-------- Data extract

PR #2900, opened 2024-09-17
Add listName to queryParams

akinsola-guardian:
## What does this change?

Adds listName as optional PersistableQueryParams to ensure it's passed on via /consent-token/:token/accept to /subscribe/success/.

Example of query param
`/subscribe/success?listName=afternoon-update&ref=https%3A%2F%2Fwww.theguardian.com%2Femail-newsletters&refViewId=m168924jlazsbd612jw1&returnUrl=https%3A%2F%2Fm.code.dev-theguardian.com`

This has been tested locally using Hoppscotch and in CODE.


src/server/lib/queryParams.ts
```diff
@@ -70,6 +71,7 @@ export const parseExpressQueryParams = (
 			componentEventParams || bodyParams.componentEventParams,
 		encryptedEmail,
 		error,
+		listName: listName || bodyParams.listName,
```
coldlink, line 74: Is there any possible scenario that the `listName` would come in a request body (req.body) and not query params?

As I don't think this parameter is set anywhere as a field on a form directly?

```suggestion
		listName: listName,
```

akinsola-guardian: No, it's only coming via query parameters. Thanks for this. This has been updated.

coldlink (approved):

----------------

* Try it:
Would you reproduce the whole listing exactly as it stands?

* Reply to the exercise:
PR #2900, opened 2024-09-17
Add listName to queryParams

akinsola-guardian:
## What does this change?

Adds listName as optional PersistableQueryParams to ensure it's passed on via /consent-token/:token/accept to /subscribe/success/.

Example of query param
`/subscribe/success?listName=afternoon-update&ref=https%3A%2F%2Fwww.theguardian.com%2Femail-newsletters&refViewId=m168924jlazsbd612jw1&returnUrl=https%3A%2F%2Fm.code.dev-theguardian.com`

This has been tested locally using Hoppscotch and in CODE.


src/server/lib/queryParams.ts
```diff
@@ -70,6 +71,7 @@ export const parseExpressQueryParams = (
 			componentEventParams || bodyParams.componentEventParams,
 		encryptedEmail,
 		error,
+		listName: listName || bodyParams.listName,
```
coldlink, line 74: Is there any possible scenario that the `listName` would come in a request body (req.body) and not query params?

As I don't think this parameter is set anywhere as a field on a form directly?

```suggestion
		listName: listName,
```

akinsola-guardian: No, it's only coming via query parameters. Thanks for this. This has been updated.

coldlink (approved):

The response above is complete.